I use to drink a lot of Monte Velho when I lived in Portugal...kinda hard to find here. Douro wines are a bit softer and lighter kinda like comparing a shiraz and a Rhone. all the above are nice.

T


----------



## drevim (Dec 21, 2005)

I mainly drink wines from the area, Indiana has quite the little wine industry (for now, but don't get me started...f'n legislators :fu ) There are a number of good Ports (not Porto), an awesome petite Shirah, and some very nice Red and White Estate wines from the various wineries around here. Although, I tend to drink the Ports with cigars.

If you have a minute take a look at the link, I particularly like the following wineries: Oliver, Huber, Carousel (favorite), and Butler. We aren't CA or EU, but we do pretty well, in the little ol' midwest.

http://www.indianawines.org/wineries.cfm


----------



## DaveNJ (May 3, 2004)

Wetterhorn said:


> Hey Gorillas!
> 
> What kind of wine do you like when enjoying a cigar?
> 
> ...


1. Port
2. Malbecs from Argentina (Trapiche, Febus)
3. Aussie Shiraz
4. various Chileans reds (they are a great value)
I don't find white wines go well with cigars. The exception is perhaps a Pinot Grigio with a milder Dominican


----------



## Jason78 (Feb 17, 2006)

Port, Cognac, Shiraz and Zinfandel.

You can get a halfway decent port for 10-15 bucks if you know where to look. I tasted one of these cheapos next to an 83 Croft. It wasn't as complex, and was a bit sweeter, but You would never guess it cost 100 bux less.

I also liked the yellowtail Shiraz, it has some chocolatey flavor to it that is really a good match. Sells for 10 Bux too.


happy puffing:z


----------



## pnoon (Jun 8, 2005)

Port with cigars. 
The ONLY way to fly! 
I prefer a 10 year or 20 year tawny port with my cigars.
:2


----------



## mosesbotbol (Sep 21, 2005)

Super Tuscans, Barolos, Burgundy’s, Cote Roties I like to have with cigars. Each of the wines have enough body to go along with a fine Havana. Actually, I’ll just assume have water. Last night I had a 2001 Sauternes that balanced well with my Quay D’Orsay corona. 

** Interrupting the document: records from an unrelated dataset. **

Issue #174, opened 2017-02-04
Implement global settings


beefancohen:
Discussed in #65. We can provide global settings API for users to specify mappings from low-level DOM elements to their associated wrapper component. This allows us to better apply the ruleset over a codebase. It can also have configuration options for `ARIA` convention for props (i.e. camel-casing like `ariaExpanded` or just `expanded`) that map to respective `ARIA` properties. Also contains a special property for `role` since that sometimes has conflicts (as seen in #166).

Can look something like this:

```json
{
	"settings": {
		"components": {
			"a": ["Link"],
			"abbr": [],
			"address": [],
			"area": [],
			"article": [],
			"aside": [],
			"audio": [],
			"b": [],
			"base": [],
			"bdi": [],
			"bdo": [],
			"big": [],
			"blockquote": [],
			"body": [],
			"br": [],
			"button": ["Button"],
			"canvas": [],
			"caption": [],
			"cite": [],
			"code": [],
			"col": [],
			"colgroup": [],
			"data": [],
			"datalist": [],
			"dd": [],
			"del": [],
			"details": [],
			"dfn": [],
			"dialog": [],
			"div": [],
			"dl": [],
			"dt": [],
			"em": [],
			"embed": [],
			"fieldset": [],
			"figcaption": [],
			"figure": [],
			"footer": ["Footer"],
			"form": [],
			"h1": [],
			"h2": [],
			"h3": [],
			"h4": [],
			"h5": [],
			"h6": [],
			"head": [],
			"header": ["Header"],
			"hgroup": [],
			"hr": [],
			"html": [],
			"i": [],
			"iframe": [],
			"img": ["Image"],
			"input": ["Input"],
			"ins": [],
			"kbd": [],
			"keygen": [],
			"label": ["Label"],
			"legend": [],
			"li": [],
			"link": [],
			"main": [],
			"map": [],
			"mark": [],
			"menu": [],
			"menuitem": [],
			"meta": [],
			"meter": [],
			"nav": [],
			"noscript": [],
			"object": [],
			"ol": [],
			"optgroup": [],
			"option": [],
			"output": [],
			"p": [],
			"param": [],
			"picture": [],
			"pre": [],
			"progress": [],
			"q": [],
			"rp": [],
			"rt": [],
			"ruby": [],
			"s": [],
			"samp": [],
			"script": [],
			"section": [],
			"select": [],
			"small": [],
			"source": [],
			"span": [],
[...]

PR #844, opened 2022-03-24
[New] Introduce a plugin-wide setting for custom components.

pcorpet:
For #174

This is an early version of the change I want to introduce: there are still some rules that I haven't updated.
Can you start a review on the API and the implementation to see if I should finish it please?

### DIFF
--- a/README.md
+++ b/README.md
@@ -89,6 +89,24 @@ Add `plugin:jsx-a11y/recommended` or `plugin:jsx-a11y/strict` in `extends`:
 }
 ```
 
+To enable your custom components to be checked as DOM elements, you can set global settings in your
+configuration file by mapping each custom component name to a DOM element type.
+
+```json
+{
+  "settings": {
+    "jsx-a11y": {
+      "components": {
+        "CityInput": "input",
+        "CustomButton": "button",
+        "MyButton": "button",
+        "RoundButton": "button"
+      }
+    }
+  }
+}
+```
+
 ## Supported Rules
 
 <!-- AUTO-GENERATED-CONTENT:START (LIST) -->
--- a/__tests__/src/rules/accessible-emoji-test.js
+++ b/__tests__/src/rules/accessible-emoji-test.js
@@ -37,6 +37,11 @@ ruleTester.run('accessible-emoji', rule, {
     { code: '<span aria-hidden="true">🐼</span>' },
     { code: '<span aria-hidden>🐼</span>' },
     { code: '<div aria-hidden="true">🐼</div>' },
+    { code: '<input type="hidden">🐼</input>' },
+    {
+      code: '<CustomInput type="hidden">🐼</CustomInput>',
+      settings: { 'jsx-a11y': { components: { CustomInput: 'input' } } },
+    },
   ].map(parserOptionsMapper),
   invalid: [
     { code: '<span>🐼</span>', errors: [expectedError] },
@@ -46,5 +51,6 @@ ruleTester.run('accessible-emoji', rule, {
     { code: '<i role="img" aria-labelledby="id1">🐼</i>', errors: [expectedError] },
     { code: '<Foo>🐼</Foo>', errors: [expectedError] },
     { code: '<span aria-hidden="false">🐼</span>', errors: [expectedError] },
+    { code: '<CustomInput type="hidden">🐼</CustomInput>', errors: [expectedError] },
   ].map(parserOptionsMapper),
 });
--- a/__tests__/src/rules/no-autofocus-test.js
+++ b/__tests__/src/rules/no-autofocus-test.js
@@ -28,6 +28,14 @@ const ignoreNonDOMSchema = [
   },
 ];
 
+const componentsSettings = {
+  'jsx-a11y': {
+    components: {
+      Button: 'button',
+    },
+  },
+};
+
 ruleTester.run('no-autofocus', rule, {
   valid: [
     { code: '<div />;' },
@@ -36,6 +44,8 @@ ruleTester.run('no-autofocus', rule, {
     { code: '<Foo bar />' },
     { code: '<Foo autoFocus />', options: ignoreNonDOMSchema },
     { code: '<div><div autofocus /></div>', options: ignoreNonDOMSchema },
+    { code: '<Button />', settings: componentsSettings },
+    { code: '<Button />', options: ignoreNonDOMSchema, settings: componentsSettings },
   ].map(parserOptionsMapper),
   invalid: [
     { code: '<div autoFocus />', errors: [expectedError] },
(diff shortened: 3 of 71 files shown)


jessebeach:
Love it, thank you for starting this. 

I have a 10 week old at home and he's been a bit of a drag on time and energy for Open Source :) I'll try to find time to review, but if I'm a little slow, it's cause I'm changing diapers ;p

__tests__/src/rules/accessible-emoji-test.js
```diff
@@ -37,6 +37,11 @@ ruleTester.run('accessible-emoji', rule, {
     { code: '<span aria-hidden="true">🐼</span>' },
     { code: '<span aria-hidden>🐼</span>' },
     { code: '<div aria-hidden="true">🐼</div>' },
+    { code: '<input type="hidden">🐼</input>' },
+    {
+      code: '<CustomInput type="hidden">🐼</CustomInput>',
+      settings: { 'jsx-a11y': { components: { CustomInput: 'input' } } },
```
ljharb, line 43: should this be a map of custom to html, or a map of html to a unique array of customs? seems like that'd make it easier to audit "all the custom x elements" in a project that has a lot.

src/util/getElementType.js
```diff
@@ -0,0 +1,19 @@
...
+ */
+
+import type { JSXOpeningElement } from 'ast-types-flow';
+import { elementType } from 'jsx-ast-utils';
+
+import type { ESLintContext } from '../../flow/eslint';
+
+const getElementType = (context: ESLintContext): ((node: JSXOpeningElement) => string) => {
+  const { settings } = context;
+  const componentMap = (settings['jsx-a11y'] || {}).components || {};
```
ljharb, line 12:
```suggestion
  if (!settings['jsx-a11y']?.components) {
    return elementType;
  }
  const componentMap = settings['jsx-a11y'].components;
```

__tests__/src/rules/accessible-emoji-test.js
pcorpet: I was worried to have components added in several html lists. However I've changed it to your suggestion and checked the setting when loading it.

src/util/getElementType.js
pcorpet: Of course! Thanks for the simplification.

__tests__/src/rules/accessible-emoji-test.js
ljharb: Hm, that’s actually a really good point :-) maybe we could validate that at runtime, with either configuration we choose?

pcorpet: Yes, please check how I've implemented in my latest version.

src/util/getElementType.js
```diff
@@ -0,0 +1,33 @@
...
+  Object.keys(componentMap).forEach((domElement) => {
+    const customComponents = componentMap[domElement];
+    customComponents.forEach((customComponent) => {
+      const existingDomElement = reverseComponentMaps[customComponent];
+      if (existingDomElement && existingDomElement !== domElement) {
+        throw new Error(`${customComponent} was specified twice.`);
+      }
+      reverseComponentMaps[customComponent] = domElement;
+    });
+  });
```
ljharb, line 26: seems like this could probably be done with Object.fromEntries (https://npmjs.com/object.fromentries) and `.map`?

pcorpet: I didn't think about importing a new package, and the CI stopped me short when I wanted to use `Object.entries`.

As for `Object.fromEntries`, the issue is that it wouldn't tell us about duplicate keys.

What do you think?

ljharb: We can use the object.entries package as well.

I think maybe your original schema was better, since it enforced uniqueness by default.

pcorpet: I've used object.entries and documented.

I like the readability of your suggestion and this is also how most rules options were implemented already.

README.md
```diff
@@ -89,6 +89,22 @@ Add `plugin:jsx-a11y/recommended` or `plugin:jsx-a11y/strict` in `extends`:
 }
 ```
 
+To enable your custom components to be checked as DOM elements, you can set global settings in your
+configuration file by mapping each DOM element type to your component names.
+
+```json
+{
+  "settins": {
```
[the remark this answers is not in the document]
pcorpet: Done. Thanks.

__tests__/src/rules/no-autofocus-test.js
```diff
@@ -28,6 +28,14 @@ const ignoreNonDOMSchema = [
   },
 ];
 
+const componentsSettings = {
+  'jsx-a11y': {
+    components: {
+      button: ['Button'],
```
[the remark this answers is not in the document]
pcorpet: You're the boss, boss! :-)

src/util/getElementType.js
```diff
@@ -0,0 +1,22 @@
...
+
+const getElementType = (context: ESLintContext): ((node: JSXOpeningElement) => string) => {
+  const { settings } = context;
+  const componentMap = settings['jsx-a11y']?.components;
+  if (!componentMap) {
+    return elementType;
+  }
+  return (node: JSXOpeningElement): string => {
+    const rawType = elementType(node);
+    return componentMap[rawType] || rawType;
```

I don’t think there’s a wrong wine cigars if you are enjoying both and enjoying your company. I’ll have a cigar with Bielsee or Neuchatel and enjoy just the same.


----------



## Aaron (Nov 28, 2005)

Haven't found a kosher port yet.

Currently a big fan of Australia's Altoona Hills Cab/Shiraz and Merlot and just about anything by Teal Lake.

http://www.queenannewine.com/koswinofaus.html

Keeping kosher, my selection is more limited but there's a good selection out there at reasonable prices.

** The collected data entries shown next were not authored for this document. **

Issue #772, opened 2021-02-12
custom rule - how?


Felicia5:
Hi,
I am trying to add a custom rule using the logic of heading-has-content rule. But instead of headings I am looking for div elements. Also, in the util hasAccessibleChild I am not only looking for any text but a text that is equal to "apply". 

#My questions:
1. I don't know how to handle these errors. Can you suggest some solutions?
    I generated the rule files using the create-rule.md file. I added my changes to the rule and rule-test files. I run npm test and receive these errors: 
    
    ![image](https://user-images.githubusercontent.com/13880509/107732476-580b0480-6cf0-11eb-83f9-a84f7a727335.png)

***Do you have a further guide on these below?***

    2. How do I test if the rule and the rule-test works as I want it to? 
      I have read the [eslint documentation](https://eslint.org/docs/developer-guide/unit-tests) but I couldn't find a solution. 

  3. Without merging my rule to the master branch, how do I add my custom  jsx-eslint /eslint-plugin-jsx-a11y plugin to test my code against the my new custom rule when I develop a new website?

here is my custom rule:
https://github.com/Felicia5/eslint-plugin-jsx-a11y/blob/first-rule-button/src/rules/first-rule-button.js

ljharb:
Hmm - I haven't actually used that script; it was last touched 4 years ago. It's highly likely that it's out of date.

The error looks like it's coming from `flow` itself - what code are you running it on?

Felicia5:
I got this error right after I :

1. run npm run create -- myrule --author="Felicia Kovacs" --description="Enforce use of button elements to display apply text"  - this is the command defined in the : https://github.com/jsx-eslint/eslint-plugin-jsx-a11y/blob/master/scripts/create-rule.md
2. added code to files: rule, rule-test and hasAccessibleChildApply.js util
3.  run npm test within int-plugin-jsx-a11y folder I forked and cloned on my local desktop. 

Any idea how I can get rid of the error message coming from flow?

ljharb:
Can you make a branch on your fork, and post the link here? I'll clone it locally and try it out.

Felicia5:
here it is: https://github.com/Felicia5/eslint-plugin-jsx-a11y/tree/felicia-rule

Felicia5:
These are the steps I have done after forking:

used git clone https://github.com/Felicia5/eslint-plugin-jsx-a11y.git 
cd eslint-plugin-jsx-a11y
[...]

PR #861, opened 2022-06-23
add `export default` instead of `module.exports`

V2dha:
add `export default` instead of `module.exports` in the boilerplate for `rule.js` to avoid `Cannot use import declarations in modules that export using CommonJS` errors as mentioned in the issue [#772 ](https://github.com/jsx-eslint/eslint-plugin-jsx-a11y/issues/772)


ljharb (approved):
thanks, good catch.

Issue #766, opened 2021-01-19
`no-static-element-interactions` cannot be resolved with dynamically-defined roles


bcronin2:
I'm not sure if this behavior is intentional, but in order to satisfy the `no-static-element-interactions` check, a single string literal must be provided for the role:

![image](https://user-images.githubusercontent.com/6960884/105061409-540bff80-5a2e-11eb-9104-c0b676af1665.png)

There are workarounds to this, but it'd be nice if it were possible to specify that the role be one of two (or more) dynamically determined interactive roles (as in the example).

ljharb:
Linters can not analyze dynamic values at all.

bcronin2:
Fair enough, good to know

ljharb:
Although, in this specific case (a ternary with literals on both sides) the rule should be able to handle it. PRs welcome.

V2dha:
Can I work on this?

ljharb:
Go for it! Anything with "help wanted" is up for grabs.

V2dha:
@ljharb for getting the prop value assigned to the `role` attribute, I am using `getProp` and `getPropValue` functions 
`const roleProp = getPropValue(getProp(attributes, 'role'));` 
but while getting its type it is giving me error. `roleProp.type === 'ConditionalExpression'` 
Does the function just returns the value and not the node?

PR #865, opened 2022-07-01
[Fix] `no-static-element-interactions`: allow role assignments using a ternary with literals on both sides

V2dha:
Fixes [766](https://github.com/jsx-eslint/eslint-plugin-jsx-a11y/issues/766)
Initial PR for adding a specific case for role assignment in static HTML elements using ternary operator with literals on both sides.

### DIFF
--- a/__tests__/src/rules/no-static-element-interactions-test.js
+++ b/__tests__/src/rules/no-static-element-interactions-test.js
@@ -429,6 +429,11 @@ ruleTester.run(`${ruleName}:recommended`, rule, {
     // Expressions should pass in recommended mode
     { code: '<div role={ROLE_BUTTON} onClick={() => {}} />;' },
     { code: '<div  {...this.props} role={this.props.role} onKeyPress={e => this.handleKeyPress(e)}>{this.props.children}</div>' },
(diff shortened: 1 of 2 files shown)


ljharb:
I rebased this and added a test case, which fails both without your fix and with it.

V2dha:
@ljharb Can you review the code that I added once? I feel like it is not able to access the prop value of the role attribute? Does the `getPropValue` function only returns the value and not the node of the prop?

ljharb:
It kind of seems like `getProp(attributes, 'role')` returns a JSXAttribute node, and `getPropValue` is returning "button", so you can't figure out that it's a conditional expression?

ljharb:
@V2dha i pushed up a commit that i think will fix it; what do you think?

I also filed #867 since the `allowExpressionValues` option is undocumented.

V2dha:
Thanks for the fix! Tests are passing locally now. I tried using `getProp` function earlier as well but it was throwing error while getting its type maybe because it was returning a `JSXAttribute` node.

ljharb (approved):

I also like a chilled slivovitz (Croatian plum brandy) with a cigar.


----------



## tazziedevil (Sep 8, 2005)

I go with a shiraz usually, 

Coonawarra(Australian) and penfolds are good.


----------



## Fat Old Sun (Sep 8, 2005)

Lately it's been mostly Cab and Red Zin. Since the GF prefers her wine light and sweet, I can always count on coming hom to my stash being just the way I left it.


----------



## dadof3illinois (Nov 7, 2004)

Never really like wine much, until Drill and Dave introduced me to Port Wine!!!

I didn't know what I was missing, great stuff. We had some grandfather that had some wonderful coffee flavors then I tried a Fonseca, 27 I believe and the wife and I both loved it.

Thanks again guys for pushing me down another slope!!!!!!!!!!!!!


----------



## Ivory Tower (Nov 18, 2005)

My favorites are grown and produced locally: Saxum, Linne Calodo, Turley, Tablas Creek - mainly Rhone varietals, with some Zinfandels and Bordeauxs. I've been dying to get my hands on a good Sauterne, but not sure how it would pair with the cigars I smoke.


----------